A midpoint divides the length into equal parts.
Formula used:
The trigonometric formula of cotangent is,
$\cot \theta =\frac{Base}{Perpendicular}$
Complete step-by-step solution:
We are given a right angled triangle in which two sides are equal that is $AC=BC$ and $D$ is the midpoint of side $AC$. We have to calculate the cotangent of angle $DBC$.
We will draw diagram for a triangle with the given data.

As $D$ is the midpoint of side$AC$, then$AD=DC$.
Now in triangle $DBC$,
$\cot B=\frac{BC}{DC}$
As $AC=BC$ and$AD=DC$, we can write $BC$ as $BC=2DC$.
$\begin{align}
  & \cot B=\frac{2DC}{DC} \\
 & \cot B=2 \\
\end{align}$
The cotangent of angle $DBC$is equal to $\cot B=2$ in a right angled triangle when$AC=BC$ and $D$ is the midpoint of $AC$.Hence the correct option is (A).
Note:
We could have also calculated the tangent of angle $DBC$ and then inversed the result derived because we know that cotangent is the inverse of tangent that is $\cot \theta =\frac{1}{\tan \theta }$.

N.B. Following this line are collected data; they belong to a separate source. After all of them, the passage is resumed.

Issue #2181, opened 2021-06-29
Add "protected" property to branches


ozkatz:
Allow some branches to be configured as "protected". When configured, these branches cannot be directly written to (i.e. technically, will not have a staging area). These branches can only receive changes by being merged into.

This is useful when designing a CI/CD pipeline: assuming data consumers read from "main", we can configure pre-merge hooks to run and validate any new change being applied. This gives a strong guarantee to readers about the validity and quality of anything they see on main.

PR #2369, opened 2021-08-15
Protected Branches - Design

johnnyaug:
Design suggestions for #2181

### DIFF
--- a/design/protected-branches.md
+++ b/design/protected-branches.md
@@ -27,7 +27,7 @@ Cons:
 
 The implementation depends on the constraint type we want to enforce.
 
-### Constarint type: block commits
+### Constraint type: block commits
 
 * When performing a commit, the protection rules of the repository will be fetched from the storage.
 * Right before executing the pre-commit hooks, check whether the branch name matches any of the protection rules.
--- a/design/protected-branches.md
+++ b/design/protected-branches.md
@@ -36,7 +36,8 @@ Pros:
 Cons:
 - Changing protection rules is a commit visible in the log
 - As a repository owner, I need to manage rules in multiple branches. For example, if I want to add rules to existing branches, I need to merge these rules to all of my developer's branches.
-
+- Can currently only be used to block commits, and not the staging area.
+- 
 Pro/con:
 - Changing protection rules is a commit visible in the log
 ## Implementation - Suggestion 1
--- a/design/protected-branches.md
+++ b/design/protected-branches.md
@@ -22,6 +22,7 @@ Pros:
 - no overhead: branch is anyway fetched from the database before a commit.
 
 Cons:
+- a boolean is probably not enough for the long run: we will want other constraints, not just limiting commits.
 - yet another dependency on postgres
 - no pattern rules - every branch needs to marked as protected separately.
 
@@ -33,6 +34,6 @@ Pros:
 - rules can be patterns and not just concrete branches, similar to GitHub's protected branches.
 - native to the storage
 
-cons:
+Cons:
 - UI will probably be a multiline textbox where you can edit the json, otherwise consistency problems.
 - CLI will also need to get the full JSON, or we need to do some locking on the server-side to add/remove protection rules.
--- a/design/protected-branches.md
+++ b/design/protected-branches.md
@@ -40,7 +40,7 @@ Cons:
 Pro/con:
 - Changing protection rules is a commit visible in the log
 
-### Descision
+### Decision
 
 After a meeting discussing the matter, we decided to go with suggestion #1, but to add a repository-level settings feature to be used in order to store the branch protection rules. See the [issue](https://github.com/treeverse/lakeFS/issues/2406).
 
--- a/design/protected-branches.md
+++ b/design/protected-branches.md
@@ -1,0 +1,35 @@
+# Protected Branches
+
+## Requirements
+
+1. As a lakeFS user, I should be able to mark branches as "protected" - from the UI, CLI and API.
+1. Protected branches cannot be directly committed to. Only merges are allowed into protected branches.
+1. Commits to protected branches should fail with a meaningful error message.
+
+## Where to save the model
+
+The data regarding which branch is protected needs to be saved somewhere. It needs to be fetched at runtime, probably before a commit is performed.
+
+### Option 1: branches table in postgres
+
+Add a boolean column to the branches table, denoting whether the branch is protected.
+
+Pros:
+- no consistency problems
+- no overhead: branch is anyway fetched from the database before a commit.
+
+Cons:
+- yet another dependency on postgres
+- no pattern rules - every branch needs to marked as protected separately.
+
+Option 2: save it as a JSON array in the storage
+
+Add it as a file under the repository's _lakefs directory.
+
+Pros:
+- rules can be patterns and not just concrete branches, similar to GitHub's protected branches.
+- native to the storage
+
+cons:
+- UI will probably be a multiline textbox where you can edit the json, otherwise consistency problems.
+- CLI will also need to get the full JSON, or we need to do some locking on the server-side to add/remove protection rules.
--- a/design/protected-branches.md
+++ b/design/protected-branches.md
@@ -30,7 +30,7 @@ Cons:
 ```json
 [
 	{
-		"branch_name_pattern": "stable/*",
+		"branch_name_pattern": "main",
 		"constraints": ["merge_only"]
 	},
 	{
--- a/design/protected-branches.md
+++ b/design/protected-branches.md
@@ -11,7 +11,10 @@
 1. Force options - blocked operations should have a reasonable way to be forced. In the future, the extent to which they can be forced may also be configurable (similarly to GitHub).
 
 ## Where to save the model
-Suggestion: save protection rules as a JSON object under the repository's _lakefs_. This is similar to what we do with retention rules.
+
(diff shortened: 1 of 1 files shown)


design/protected-branches.md
```diff
@@ -0,0 +1,38 @@
+# Protected Branches
+
+## Requirements
+
+1. As a lakeFS user, I should be able to mark branches as "protected" - from the UI, CLI and API.
```
nopcoder, line 5: My thoughts about "branch protection":
Branch protection is a repository-level set of rules that we check for specific operations.
The user can define a rule that matches zero to many branches, patterns like: "dev-*" that apply a specific set of constraints.
One of the constraints is 'merge only' - which allows only merge operations on the branch.
As repository wide operations we should keep them at the same level as we keep retention (think it is option two here).

design/protected-branches.md
```diff
@@ -0,0 +1,38 @@
...
+
+Add it as a file under the repository's _lakefs directory.
+
+Pros:
+- rules can be patterns and not just concrete branches, similar to GitHub's protected branches.
+- native to the storage
+
+cons:
+- UI will probably be a multiline textbox where you can edit the json, otherwise consistency problems.
+- CLI will also need to get the full JSON, or we need to do some locking on the server-side to add/remove protection rules.
```
itaiad200, line 38: You need locking no matter what... you can't have race conditions when changing protected branches.

itaiad200 (changes requested):

design/protected-branches.md
```diff
@@ -0,0 +1,38 @@
...
+### Option 1: branches table in postgres
+
+Add a boolean column to the branches table, denoting whether the branch is protected.
+
+Pros:
+- no consistency problems
+- no overhead: branch is anyway fetched from the database before a commit.
+
+Cons:
+- yet another dependency on postgres
```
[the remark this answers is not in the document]
johnnyaug: Yeah, it's always the argument when adding things to postgres.

design/protected-branches.md
johnnyaug: This locking is for when changing protection rules. If you're on postgres, you get this locking for free.

design/protected-branches.md
```diff
@@ -0,0 +1,38 @@
+# Protected Branches
+
+## Requirements
+
+1. As a lakeFS user, I should be able to mark branches as "protected" - from the UI, CLI and API.
+1. Protected branches cannot be directly committed to. Only merges are allowed into protected branches.
```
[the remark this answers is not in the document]
johnnyaug: Very interesting idea, adding it

arielshaqed (commented):
As discussed F2F, I believe that the way to add this feature is _not_ to add more metadata but rather to use what we already have.  (So not like GitHub branch protection in this sense but rather like their (and our!) actions.)  Adding metadata means that you must take care of, among other things:

* Authorization
* Audit
* Branch matching
* Ordering with respect to actions
* Historical behaviour (e.g. committing becomes non-hermetic, the fact that you could commit at ref X yesterday does not means that you can commit there today!)

All this because it adds a new concept, and now the users and we need to understand how that concept interacts with other concepts in the system.  And users cannot modify the branch protection feature, so we will have to do it for them.  (For instance, almost every branch protection feature on GitHub today at https://github.com/treeverse/lakeFS/settings/branch_protection_rules/17304120 would require a lakeFS user to add an action; arguably already having an action makes adding these features _easier_ not harder.)  So for any of these features AFAICS we would just send them a new action to install (or they would).  And now you have *two* audit logs: one for "lakefs branch protection", one for "extra branch protections that got added as actions".  And the user needs to understand how everything interacts.

I would like to suggest a different underlying implementation, that in turn influences the behaviour with respect to most of the above.  Add a pre-commit action that prevents some commits.  E.g. it looks at its branch name, and if the branch name matches one of a bunch of regexps / wildcards / ... then it fails the commit.

* Users get authorization through existing lakefs IAM permissions to edit these files.
* Users get their audit using `lakectl log ...`.  As a bonus, the log "Add branch protection" appears in the same log, users can see when it happened.
* Branch matching is entirely flexible and written in a language the user might know (bash, Python, ...).
* Ordering with respect to actions *is* the ordering of actions.
* Behaviour is hermetic and reproducible.

This implementation can still happen from the GUI!  E.g. press a button, it adds a commit to the default branch with an activity that does the configured matching or modifies that commit.

johnnyaug:
@arielshaqed, I understand the desire to create less places where configuration is done. I also completely see the elegance of using an existing solution like Hooks.
However, my concern is that it will be harder for users to grasp and understand. I tried to sum it up to a short paragraph in the doc -  please let me know if I got the gist of it.

guy-har:
I believe that staging must be blocked, otherwise the branch isn't really protected. If we choose to block staging on protected branches using hooks might complicate things more than making them simple.

design/protected-branches.md
```diff
@@ -0,0 +1,79 @@
...
+* When performing a commit, the protection rules of the repository will be fetched from the storage.
+* Right before executing the pre-commit hooks, check whether the branch name matches any of the protection rules.
+* If so, the commit will fail with a dedicated error type.
+* A force flag will be optionally included, allowing the commit even if the branch is protected.
+
+#### Constraint type: block staging area
+
+* In Graveler, before every Staging Manager write operation (Set, Drop, DropKey) - fetch the rules.
+* If the branch name matches a rule, fail the operation with a dedicated error type.
+* Each of these operations should allow a force flag.
```
arielshaqed, line 79: This is obviously necessary, so it also has to work with all the ways to write to staging.  Otherwise for most use-cases there is no way to force writes -- almost nothing uses the lakeFS API.

1. How does the user make this work with the S3 gateway?  We should consider e.g. whacky-coding something into the branch name on the S3 path (or on the repo?), so that I can change my Spark job to force-write.
2. How does the user configure this with the Spark HadoopFS?  We should consider e.g. a similar coding on the lakefs path.

design/protected-branches.md
```diff
@@ -0,0 +1,79 @@
...
+Cons:
+- As a repository owner, I need to manage rules in multiple branches. For example, if I want to add rules to existing branches, I need to merge these rules to all of my developer's branches.
+- Can currently only be used to block commits, and not the staging area.
+ 
+Pro/con:
+- Changing protection rules is a commit visible in the log
+
+### Descision
+
+After a meeting discussing the matter, we decided to go with suggestion #1, but to add a repository-level settings feature to be used in order to store the branch protection rules. See the [issue](https://github.com/treeverse/lakeFS/issues/2406).
```
arielshaqed, line 45: How do we audit changes?  (Do we?)

design/protected-branches.md
```diff
@@ -0,0 +1,78 @@
...
+### Runtime
+
+The enforcement of the protection depends on the constraint type.
+In the future we may want to add an option to force these operations.
+
+#### Constraint type: block commits
+
+* When performing a commit, the protection rules of the repository will be fetched from the storage.
+* Right before executing the pre-commit hooks, check whether the branch name matches any of the protection rules.
+* If so, the commit will fail with a dedicated error type.
```
arielshaqed, line 73: Is this the `merge_only` constraint type?  If so, perhaps it should be stated more like
```json
{
  "...": "...",
  "commit": false
}
```

design/protected-branches.md
```diff
@@ -0,0 +1,78 @@
...
+
+## Implementation - Suggestion 1
+
+### Example Branch Protection JSON
+
+```json
+[
+	{
+		"branch_name_pattern": "main",
+		"constraints": ["merge_only"]
```
arielshaqed, line 55: The "[Runtime](https://github.com/treeverse/lakeFS/pull/2369/files#diff-629b7ff0be70bac13faacb18dfd2c7aa8b0e726e739a0f0fa8a8b96a5e432acdR64)" design below seems to talk in terms of _capabilities_, and uses different "constraints".

I suspect that there are really capabilities hiding here too, maybe this should be an object denying some of them?

design/protected-branches.md
```diff
@@ -0,0 +1,78 @@
...
+Cons:
+- As a repository owner, I need to manage rules in multiple branches. For example, if I want to add rules to existing branches, I need to merge these rules to all of my developer's branches.
+- Can currently only be used to block commits, and not the staging area.
+ 
+Pro/con:
+- Changing protection rules is a commit visible in the log
+
+### Decision
+
+After a meeting discussing the matter, we decided to go with suggestion #1, but to add a repository-level settings feature to be used in order to store the branch protection rules. See the [issue](https://github.com/treeverse/lakeFS/issues/2406).
```
arielshaqed, line 45: Given the recurrence of questions around this (most recently #2491), we need to add some more definitive explanation of this decision.

I believe that this is a dependency on #2406.

arielshaqed (changes requested):
1. AFAICT this design depends on #2406.  If we do not want to hold its approval subject to approving _that_ one, then we should advance on #2406 at least as far as giving the semantics that that design will provide (e.g. consistency, performance, audit, authorization, etc.).
2. The policy syntax seems arbitrary and inconsistent with other policy types in the system.

design/protected-branches.md
johnnyaug: As I mentioned on Slack, #2491 is a design choice for implementing #2406.

I don't think there's a dependency here on any of them

itaiad200 (approved):

PR #2370, opened 2021-08-15
Add metrics for multi region

johnnyaug:
Following #2327, adding a metric to the BI counting the AWS clients created for each region.

~In order to access the stats collector from the relevant place, I put it on the go-context passed to the block adapter (don't like it - open to suggestions).~


pkg/config/config.go
```diff
@@ -356,11 +357,7 @@ const floatSumTolerance = 1e-6
 
 // GetCommittedTierFSParams returns parameters for building a tierFS.  Caller must separately
 // build and populate Adapter.
-func (c *Config) GetCommittedTierFSParams(ctx context.Context) (*pyramidparams.ExtParams, error) {
-	adapter, err := factory.BuildBlockAdapter(ctx, c)
-	if err != nil {
-		return nil, fmt.Errorf("build block adapter: %w", err)
-	}
+func (c *Config) GetCommittedTierFSParams(ctx context.Context, adapter block.Adapter) (*pyramidparams.ExtParams, error) {
```
itaiad200, line 360: Is the context still needed?

pkg/config/config.go
```diff
@@ -10,14 +10,15 @@ import (
 	"strings"
 	"time"
 
+	"github.com/treeverse/lakefs/pkg/block"
```
itaiad200, line 13: arrange deps

itaiad200 (approved):

arielshaqed:
This will probably conflict with #2377, make sure to rebase to `master` HEAD before merging.

cmd/lakefs/cmd/run.go
```diff
@@ -113,8 +107,13 @@ var runCmd = &cobra.Command{
 				Error("Block adapter NOT SUPPORTED for production use")
 		}
 		metadata := stats.NewMetadata(ctx, logger, blockstoreType, authMetadataManager, cloudMetadataProvider)
-		bufferedCollector := stats.NewBufferedCollector(metadata.InstallationID, blockStore.RuntimeStats, cfg)
-
+		bufferedCollector := stats.NewBufferedCollector(metadata.InstallationID, cfg)
+		// init block store
+		blockStore, err := factory.BuildBlockAdapter(context.WithValue(ctx, block.ContextKeyStatsCollector, bufferedCollector), cfg)
```
nopcoder, line 112: Talked f2f over passing the stats collector as a parameter to the factory.
The factory will pass the collector using the specific adapter options.
The adapter can define the interface of how to send stats and not directly use the stats package.

pkg/block/s3/adapter.go
```diff
@@ -93,7 +94,13 @@ func WithTranslator(t block.UploadIDTranslator) func(a *Adapter) {
...
 }
 
-func NewAdapter(awsSession *session.Session, opts ...func(a *Adapter)) *Adapter {
+func WithStatsCollector(s stats.Collector) func(a *Adapter) {
+	return func(a *Adapter) {
+		a.clients = a.clients.WithStatsCollector(s)
+	}
+}
+
+func NewAdapter(_ context.Context, awsSession *session.Session, opts ...func(a *Adapter)) *Adapter {
```
nopcoder, line 103: now we can remove the ctx we added in this pr

nopcoder (changes requested):

pkg/block/s3/adapter.go
johnnyaug: oops

nopcoder (approved):

PR #2371, opened 2021-08-15
reduce db connect calls by reduce calls from migrate

nopcoder:
In order to reduce the number of times, we create connections pools on startup, connect to the database first and reuse the pool for migrating version functionality.


johnnyaug (approved):
Yay! 
Consider adding to CHANGELOG as an optimization.

PR #2372, opened 2021-08-15
lakefs config.yaml align name and search order

### LINKED ISSUE #2355: lakeFS configuration should load from a standard service location
lakeFS configuration should first load from a known location. Common service location is machine level path: /etc/lakefs.yaml
Need to support the current home dot/hidden configuration and document the change in the integration documentation.

nopcoder:
lakefs service configuration - align the filename and search locations to other services, with fallback support:

- configuration file named lakefs.yaml
- search for /etc/lakefs/config.yaml
- search for $HOME/.lakefs/config.yaml
- search for ./config.yaml
- (fallback) search for $HOME/.lakefs.yaml

Close #2355

### DIFF
--- a/CHANGELOG.md
+++ b/CHANGELOG.md
@@ -3,7 +3,7 @@
 
 ## Unreleased - XXXX-XX-XX
 
- - lakeFS starts configuration load non-hidden config files first (#2355)
+ - Add search locations to load lakeFS configuration. More information on https://docs.lakefs.io/reference/configuration (#2355)
 
 ## v0.48.0 - 2021-08-22
 
--- a/CHANGELOG.md
+++ b/CHANGELOG.md
@@ -3,6 +3,7 @@
 
 ## Unreleased - XXXX-XX-XX
 
+ - lakeFS starts configuration load non-hidden config files first (#2355)
 
 ## v0.48.0 - 2021-08-22
 
--- a/cmd/lakefs/cmd/root.go
+++ b/cmd/lakefs/cmd/root.go
@@ -1,8 +1,10 @@
 package cmd
 
 import (
+	"errors"
 	"fmt"
 	"os"
+	"path"
 	"strings"
 	"sync"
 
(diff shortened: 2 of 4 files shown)


cmd/lakefs/cmd/root.go
```diff
@@ -50,42 +52,58 @@ func init() {
...
-		logger.Info("loaded configuration from file")
-	} else if _, ok := err.(viper.ConfigFileNotFoundError); !ok {
-		logger.WithError(err).Fatal("failed to read config file")
+	logger = logger.WithField("file", viper.ConfigFileUsed()) // should be called after SetConfigFile
+	var errFileNotFound viper.ConfigFileNotFoundError
+	if err != nil && !errors.As(err, &errFileNotFound) {
+		logger.WithError(err).Fatal("Failed to find a config file")
+	}
+	// fallback - try to load the previous supported $HOME/.lakefs.yaml
+	//   if err is set it will be file-not-found based on previous check
```
arielshaqed, line 79: I don't understand this.  Didn't line 62 _already_ cause Viper to search for this file?

arielshaqed (changes requested):
Great!  I don't understand why we search explicitly for the config file in the home directory after configuring Viper to search for it anyway; see comment inline.

The above is not necessarily blocking.  Requested changes are all in documentation:
1. Please document the location of the configuration file.
1. Please add a row to `CHANGELOG.md`, this change is (very) user-visible.

cmd/lakefs/cmd/root.go
nopcoder: The package supports an additional search path - this case is to support an additional filename.
The current search lookup for `.lakefs.yaml` (starts with dot) - in order to support it, we try to find a configuration find (the new standard) first and need to try to read the specific one - unless the user specified it already.

CHANGELOG.md
```diff
@@ -7,6 +7,7 @@
  - Actions secrets support with env vars (#2333)
  - Reduce the number of database connections used on startup
  - Validate required configuration keys blockstore.type, auth.encrypt.secret_key.  This *breaks* existing configurations that assume a default blockstore.type of "local".  But no such configuration may be production.
+ - lakeFS configuration load non-hidden config files first (#2355)
```
arielshaqed, line 10: Yes, but I also want *more*!  Can you give the list of locations where lakeFS searches for configuration, or alternatively link to the docs that gives the location?
```suggestion
 - Add search path to load lakeFS, see https://lakefs.io/docs/blah/blue (#2355)
```

docs/reference/configuration.md
```diff
@@ -12,7 +12,16 @@ has_children: false
 
 {% include toc.html %}
 
-Configuring lakeFS is done using a yaml configuration file.
+Configuring lakeFS is done using a yaml configuration file and/or environment variable.
+The configuration file location can be set with the '--config' flag. It will lookup, load, and use the first file found in the following order:
+1. ./config.yaml
+1. `<home directory>`/lakefs/config.yaml
+1. /etc/lakefs/config.yaml
+1. `<home directory>`/.lakefs.yaml
```
arielshaqed, line 20: This confused me because `--config` override the existing path.  Consider
```suggestion
The configuration file location can be set with the '--config' flag. If not specified, the the first file found in the following order will be used:
1. ./config.yaml
1. `$HOME`/lakefs/config.yaml
1. /etc/lakefs/config.yaml
1. `$HOME`/.lakefs.yaml
```

arielshaqed (approved):
Thanks!

Issue #2190, opened 2021-07-01
API with unknown path should return an error


nopcoder:
Currently lakeFS register openapi handlers and handle all specific routes.
In case of a call to `/api/v1/test`, the unknown path under the API prefix, the mux will serve the request by the UI handler and return a valid HTML (UI) page.

The expected behaviour is to return a non-2xx status code with JSON error - prefered the internal error format, so the developer will handle an error and not fail to parse the response in case of a bad API call.

nopcoder:
The above bug also affects `hadoop-lakefs` when the lakefs api endpoint is configured currently.
Example: https://prod.lakefs.dev/api/v/
No handler registered to handle this call and it falls to the default, which is UI handler that returns html with 2xx.

DataDavD:
Hey @nopcoder I haven't dug into the code specifics yet but I am hoping to take this up if that is fine, ok? Thanks in advance!

Best,
David D

nopcoder:
sure, thanks!

nopcoder:
@DataDavD let me know if you have any questions or need help in this one.

DataDavD:
Ok great, thank you @nopcoder. I'll take a close look this weekend and return with any questions I'll probably have. 

Thanks again!!!!
David

DataDavD:
hey @nopcoder just wanted to give you an update. I was able to take a look at the code and believe I understand the specific issue at hand. I intend to look much more closely tomorrow or the following day now that I pinpointed the code at issue; I will most likely send you some clarifying questions then. 

Thank you,
dd

nopcoder:
thanks for the updates, here for anything that will help you get this one moving.

DataDavD:
hey @nopcoder I am assuming the issue is centered around this line of code. I've been having a little trouble reading through the code because a number of objects/types like `HandlerFromMuxWithBaseURL` show as unresolved refs and I believe are causing my `make build` to fail with error `error generating code: error generating Go handlers for Paths: error generating inlined spec: template: inline.tmpl:5:8: executing "inline.tmpl" at <.>: range can't iterate over` . Do you know what the issue is or does this even prevent correcting it, or is just an annoyance for now?

Also to clarify, for any route past /api/v1 return json 401 error instead of UIHandler, correct?

nopcoder:
Hi @DataDavD, make build should run `go generate` and fill the missing parts - the specific one is lakefs.gen.go which includes the openapi generated code.
[...]

PR #2382, opened 2021-08-17
Fix/api unknown path return error 2190

DataDavD:
This PR fixes Issue #2190 by creating a handler to return invalid error for routes downstream of the `BaseURL`.

This PR fixes the issue by creating a handler that ensures that only routes on the mounted route (i.e. `/api/v1`) will be successful. Other routes are returned with `ErrInvalidAPIEndpoint` with the error string being `invalid API endpoint`.

This handler can be used with future/other routes by chi Mount'ing the handler to the specific route you want so that users are returned with the invalid endpoint error when trying to access any downstream route from the route/pattern the handler is chi Mount'ed to. 

Tests were successful for the tested for this fix (test created by @nopcoder - thank you!), but I still had issues with getting `TestLocalLoad` to pass successfully. I wanted to put this PR up for review and then we can talk about any issues it has AND how to resolve the testing issue for `TestLocalLoad`. 

Thank you.

### DIFF
--- a/pkg/api/serve.go
+++ b/pkg/api/serve.go
@@ -33,6 +33,8 @@ const (
 	extensionValidationExcludeBody = "x-validation-exclude-body"
 )
 
+var ErrInvalidAPIEndpoint = errors.New("invalid API endpoint")
+
 type responseError struct {
 	Message string `json:"message"`
 }
@@ -85,6 +87,7 @@ func Serve(
 	r.Mount("/_pprof/", httputil.ServePPROF("/_pprof/"))
 	r.Mount("/swagger.json", http.HandlerFunc(swaggerSpecHandler))
 	r.Mount("/", uiHandler)
+	r.Mount(BaseURL, http.HandlerFunc(InvalidAPIEndpointHandler))
 	return r
 }
 
@@ -161,4 +164,11 @@ func validateRequest(r *http.Request, router routers.Router, options *openapi3fi
 		return http.StatusInternalServerError, err
 	}
 	return http.StatusOK, nil
+}
+
+// InvalidAPIEndpointHandler returns ErrInvalidAPIEndpoint, and is currently being used to ensure
+// that routes under the pattern it is used with in chi.Router.Mount (i.e. /api/v1) are
+// not accessible.
+func InvalidAPIEndpointHandler(w http.ResponseWriter, _ *http.Request) {
+	writeError(w, http.StatusInternalServerError, ErrInvalidAPIEndpoint)
 }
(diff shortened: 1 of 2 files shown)


pkg/api/ui_handler.go
```diff
@@ -61,8 +61,29 @@ func NoCacheHandler(handler http.Handler) http.Handler {
 	})
 }
 
+// BaseURLHandler ensures that routes under BaseURL (i.e. /api/v1) are returned
+// with ErrInvalidAPIEndpoint.
+func BaseURLHandler(handler http.Handler) http.Handler {
+	return http.HandlerFunc(func(w http.ResponseWriter, r *http.Request) {
+		fmt.Print("printing the url.path now", r.URL.Path)
```
nopcoder, line 68: remove Print from final code

pkg/api/ui_handler.go
```diff
@@ -61,8 +61,29 @@ func NoCacheHandler(handler http.Handler) http.Handler {
...
+		if r.URL.Path != "/" {
```
nopcoder, line 69: The server uses mux to handle the requested route, if we register the invalid API error handler on the base URL route - it will catch all the calls that don't match the current API handlers.
This way we will not require any 'if' to check the 'r.URL.Path' because the router will do this job for us.

```go
r.Mount(BaseURL, http.HandleFunc(InvalidAPIEndpointHandler))
```

This handler will be just response with an error:

```go
func InvalidAPIEndpointHandler(w http.ResponseWriter, _ *http.Request) {
	writeError(w, http.StatusInternalServerError, ErrInvalidAPIEndpoint)
}
```

With the above, we can move this code to `serve.go` - no longer related to the UI handler.

nopcoder (changes requested):

pkg/api/ui_handler.go
DataDavD: Ahh yes, thank you for catching this, completely forgot/didn't see to remove this leftover debug print ha

DataDavD: Done

pkg/api/ui_handler.go
DataDavD: Done

DataDavD:
Hey @nopcoder thank you so much for the great suggestions/info (i.e. basically doing the work for me 🤣). Anyways, I made the changes needed. I tried to rebase my history so I don't have multiple commits just adding and removing stuff, but since my rebase experience is lacking I had a hard time. 

FYI I think I got it right, but please let me know if its an issue. To be clear, so long as I rebase my forked commits, rebasing should be fine before I merge my PR branch, correct?

Thanks again for all your help.

best,
dd

DataDavD:
Hey @nopcoder FYI I forgot to mention that the tests were still successful after the change, but I still had the `TestLocalLoad` failing :(

nopcoder:
@DataDavD all you - will squash and merge it after the tests will complete green on github.
If you like me to help with debug why the test doesn't run locally - you are welcome to jump on our slack and post the error you see, me and my team would be happy to help.

nopcoder (approved):

DataDavD:
Ok yes, I will definitely do that, especially since I want to help contribute more. 

Just to confirm, the PR is fine even though that local test is failing on my side?

Issue #1779, opened 2021-04-19
Complete multipart response - wrong location field  


guy-har:
The response from `Complete multipart upload` contains a Location Field.
The value returned seems invalid in two aspects:
1. `o.Repository` is used where `o.Repository.Name` should be used
2. The `FQDN` value will not always be correct (e.g when the endpoint is configured without port but the request contains port)

We should check if Location returned in the result is valid and if not, fix it so it would be as expected.
https://docs.aws.amazon.com/AmazonS3/latest/API/API_CompleteMultipartUpload.html

ozkatz:
This is partially solved by #2390 (the right repository name field is used).
The FQDN populated on `o.FQDN` will not contain the proper port if a non-default one is used.

nopcoder:
#2456 algin the value of 'Location' in response to include: host, port, and consider path-style based on the request format.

A right angled triangle is a type of triangle in which one angle is always ${{90}^{0}}$. The three sides of a right angled triangle are termed as base, perpendicular or altitude and hypotenuse where hypotenuse is the longest side and it is the side opposite to the right angle that is ${{90}^{0}}$. The relationship between the sides of this triangle is depicted by the Pythagoras theorem which is ${{H}^{2}}={{P}^{2}}+{{B}^{2}}$.